Staff Questions on IP2 Q.1 In its 15-day response to Bulletin 2002-01, the licensee indicated that sections of insulation adjacent to leaking canopy seal welds were removed in 1986, 1987, and 1988, and a bare-metal inspection of the reactor vessel head was performed. Provide a sketch of the location of the leaks and the locations where the insulation was subsequently removed for each occurrence. Discuss the size (area) of the insulation that was affected by the leaks and the size (area) of the base metal that was exposed.
Discuss whether any boric acid deposits and/or residue were identified on the bare metal of the head and if any boric acid/water penetrated the insulation.
Licensee response The licensee stated that a sketch of the vessel head had been prepared that provides details of the locations of prior leaks and areas where insulation had been removed. In this regard, the licensee discussed the removal: (1) in 1986 of an approximately 6-inch diameter section of insulation between nozzle nos. 70 and 81(this area was re-inspected in 1987); (2) in 1986 of an approximately 15-inch x 15-inch section near nozzle no. 75; and (3) in 1988 of a 4-inch x 4-inch section near nozzle no. 97. The insulation was removed because several of the leaks sprayed liquid onto adjacent nozzle areas. In each situation, the insulation was removed down to the coating on the vessel head and no boric acid was observed. The licensee stated that a copy of the sketch would be provided with a supplement to the Bulletin response.

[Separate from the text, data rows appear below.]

PR #3009, opened 2019-05-09
HTML Transformer & Packager

wbinnssmith:
This implements a first iteration of an HTML transformer & packager in Parcel 2.

* Adds `addURLDependency` to the public `MutableAsset` as an api for adding a dependency on a url-like string and injecting a dependency id into the transformed ast/code.
* Builds a mapping from dependency ids to relative bundle paths and injects this mapping into assets before they are packaged. When assets are asked for code (currently only the string version), if this mapping is present, replace references to the dependency ids to the relative path to the relevant bundle
* Integrates @devongovett's work in the `html-transformer` branch
* Adds minimal types to `posthtml`, `posthtml-parser`, and `posthtml-render`

Test Plan: `yarn test`. A basic html example was also added to the examples directory.


packages/core/core/src/public/BundleGraph.js
```diff
@@ -133,11 +134,24 @@ export class MutableBundleGraph extends BaseBundleGraph
   }
 
   addBundleGroup(parentBundle: ?IBundle, bundleGroup: BundleGroup) {
-    let node = {
-      id: getBundleGroupId(bundleGroup),
-      type: 'bundle_group',
-      value: bundleGroup
-    };
+    let bundleGroupId = getBundleGroupId(bundleGroup);
```
wbinnssmith: This implements bundle group "sharing": if a node for this group already exists, we reference it instead. However, the `dependency` on the group will continue to reference the first bundle that depends on it. We should probably decouple dependencies from bundle groups, and store those connections in the bundle graph instead.

packages/examples/html/src/index.html
```diff
@@ -0,0 +1,26 @@
+<!DOCTYPE html>
```
wbinnssmith: @DeMoorJasper should we just combine this with the hmr example now that the hmr example serves an html file?

packages/core/core/src/PackagerRunner.js
```diff
@@ -94,3 +103,41 @@ export default class PackagerRunner {
...
+
+    let [entryBundleNode] = bundle.assetGraph.getNodesConnectedFrom(
+      bundleGroupNode
+    );
+    invariant(entryBundleNode && entryBundleNode.type === 'bundle_reference');
+
+    let entryBundle = entryBundleNode.value;
+    depToBundlePath.set(
+      dep.id,
+      urlRelative(nullthrows(bundle.name), nullthrows(entryBundle.name))
```
wbinnssmith: Part of me wants to avoid relative paths all together. I know they're portable, and we should know exactly where they are relative to this bundle, but something feels safer about using a path from the root all the time. For example, do all asset types support relative paths?

packages/core/core/src/AssetGraphBuilder.js
```diff
@@ -159,7 +160,7 @@ export default class AssetGraphBuilder extends EventEmitter {
 
     for (let asset of cacheEntry.assets) {
       asset.stats.time = time;
-      this.changedAssets.set(asset.id, asset);
+      this.changedAssets.set(asset.id, new Asset(asset));
```
wbinnssmith: This is breaking HMR all together. I guess we missed this @DeMoorJasper

packages/core/core/src/PackagerRunner.js
```diff
@@ -67,6 +68,14 @@ export default class PackagerRunner {
       bundle
     });
 
+    let depToBundlePath = generateDepToBundlePath(internalBundle);
+
+    // Inject the dependency-to-relative-path mapping into all the bundle's
+    // assets so that substitution can occur when the asset's output is generated.
+    internalBundle.assetGraph.traverseAssets(asset => {
+      asset.depToBundlePath = depToBundlePath;
```
devongovett: Wonder if we should just do the replacement after the packager runs instead of adding this to individual assets?

packages/core/core/src/PackagerRunner.js
```diff
@@ -94,3 +103,43 @@ export default class PackagerRunner {
...
+    if (node.type !== 'dependency') {
+      return;
+    }
+
+    let dep = node.value;
+    if (!dep.isURL || !dep.isAsync) {
+      return;
+    }
+
+    let [bundleGroupNode] = bundle.assetGraph.getNodesConnectedFrom(node);
```
devongovett: Should BundleGraph have a `getEntryBundles` helper method? Seems relatively useful...

packages/core/core/src/TransformerRunner.js
```diff
@@ -209,7 +209,7 @@ export default class TransformerRunner {
         !transformer.canReuseAST(input.ast, this.options)) &&
       previousGenerate
     ) {
-      let output = await previousGenerate(input);
+      let output = await previousGenerate(new MutableAsset(input));
```
devongovett: How were the types not catching these before?

packages/core/core/src/public/BundleGraph.js
devongovett: What do we use the `dependency` for?

packages/core/utils/src/urlRelative.js
```diff
@@ -0,0 +1,7 @@
+// @flow strict-local
+
+import path from 'path';
+
+export default function urlRelative(from: string, to: string): string {
```
devongovett: Parcel 1 had `urlJoin` for this, which handled a few more edge cases (e.g. query strings and hashes).

packages/namers/default/src/DefaultNamer.js
```diff
@@ -9,6 +9,8 @@ import path from 'path';
 
 const COMMON_NAMES = new Set(['index', 'src', 'lib']);
 
+const namedTargets: Set<Target> = new Set();
```
devongovett: Hmm this seems... interesting. Why?

packages/transformers/html/src/HTMLTransformer.js
```diff
@@ -0,0 +1,38 @@
...
+
+export default new Transformer({
+  canReuseAST(ast) {
+    return ast.type === 'posthtml' && ast.version === '0.0.0';
+  },
+
+  async parse(asset) {
+    return {
+      type: 'posthtml',
+      version: '0.0.0',
```
devongovett: probably should get a real version from posthtml-parser's package.json

packages/transformers/html/src/HTMLTransformer.js
```diff
@@ -0,0 +1,38 @@
...
+
+import parse from 'posthtml-parser';
+import render from 'posthtml-render';
+import nullthrows from 'nullthrows';
+import collectDependencies from './dependencies';
+import extractInlineAssets from './inline';
+
+export default new Transformer({
+  canReuseAST(ast) {
+    return ast.type === 'posthtml' && ast.version === '0.0.0';
```
devongovett: use semver.satisfies. Maybe we should make a helper function for this too... e.g. `asset.astSatisfies('posthtml', '^1.2.3')`. (naming tbd)

packages/namers/default/src/DefaultNamer.js
wbinnssmith: A bit of a hack to avoid naming more than one bundle as the dist entry. The case here was an html entry file linking to another html file, which also got tagged as an entry in the same bundle group to avoid being tagged with a digest.

Arguably in this case, that other html file shouldn't be part of the same bundle group?

packages/transformers/html/src/HTMLTransformer.js
wbinnssmith: Yeah, I did this originally. It seems like posthtml doesn't really version anything (or break things significantly so far, from what I can tell). I'd be on board with this.

packages/transformers/html/src/HTMLTransformer.js
wbinnssmith: 👍I know :) 

I used equality here because of the versioning ambiguity in posthtml, but I'll make the change below and use semver.

re: `astSatisfied`, I'm fine with letting plugins do this on their own, personally.

packages/core/utils/src/urlRelative.js
wbinnssmith: This isn't exactly the same, no? Maybe `urlJoin(path.dirname(from), to)` would be, but I'll have to check with hashes and querystrings.

packages/core/core/src/PackagerRunner.js
wbinnssmith: I agree -- this feels cleaner. We'll still have to tackle the sourcemaps issue post-packager, but I don't think it'll be any easier/more difficult.

packages/core/core/src/PackagerRunner.js
wbinnssmith: 👍

packages/namers/default/src/DefaultNamer.js
devongovett: Hmm yes. How did multiple html files get added to the same bundle group? Aren't all HTML dependencies async?

packages/core/core/src/TransformerRunner.js
wbinnssmith: not entirely certain, but it looks like their interfaces were compatible before. With `addURLDependency` that's no longer the case.

packages/core/core/src/PackagerRunner.js
wbinnssmith: thought right now PackagerRunner doesn't have access to the bundle graph. I might punt on this for now since it doesn't affect the public API here, but I agree it would be useful.

packages/core/core/src/public/BundleGraph.js
wbinnssmith: We use them

* When making new connections when adding a bundle to a group ([0] and [1])
* in the JS Runtime to determine if the bundle group is brought in via a URL or not (whether to add a runtime or not) [2]

[0] https://github.com/parcel-bundler/parcel/blob/v2/packages/core/core/src/public/BundleGraph.js#L146
[1] https://github.com/parcel-bundler/parcel/blob/v2/packages/core/core/src/public/BundleGraph.js#L186
[2] https://github.com/parcel-bundler/parcel/blob/v2/packages/runtimes/js/src/JSRuntime.js#L83

packages/namers/default/src/DefaultNamer.js
wbinnssmith: resolved :) `addURLDependency` makes sure of this now.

The top of the head is coated with a high-temperature aluminum silicate coating that provides some protection from boric acid corrosion. In the insulation removals in 1986, 1987, and 1988, the licensee found the coating intact in the inspected areas. The documentation from these inspections indicate that the coating had a grayish color and appeared intact. The licensee also stated that in 1986 it had done some independent testing of this type of coating and found that the coating does not readily react with boric acid.
In 1986, the licensee stated that it tested two samples of the insulation to determine degree of penetration of the boric acid liquid that had sprayed. These core samples were taken in areas adjacent to where leaks had occurred; near nozzle no. 70. Some of the boric acid had penetrated into the insulation (i.e., the insulation is not water-tight).
However, the licensee found no boric acid deposits on the head surface.
- 2.
The licensees response to item 1.C of the Bulletin indicated that there were three instances of conoseal leakage and three instances of canopy seal weld leakage at IP2.
It appears that the 1986, 1988, and 1997 leaks were corrected during the outage in which they were found. There was no mention of repair of the leak identified in 1996.
Clarify whether all leaks were repaired during the outage in which they were identified.
Discuss the amount of boric acid that was found on the insulation following these leakage events.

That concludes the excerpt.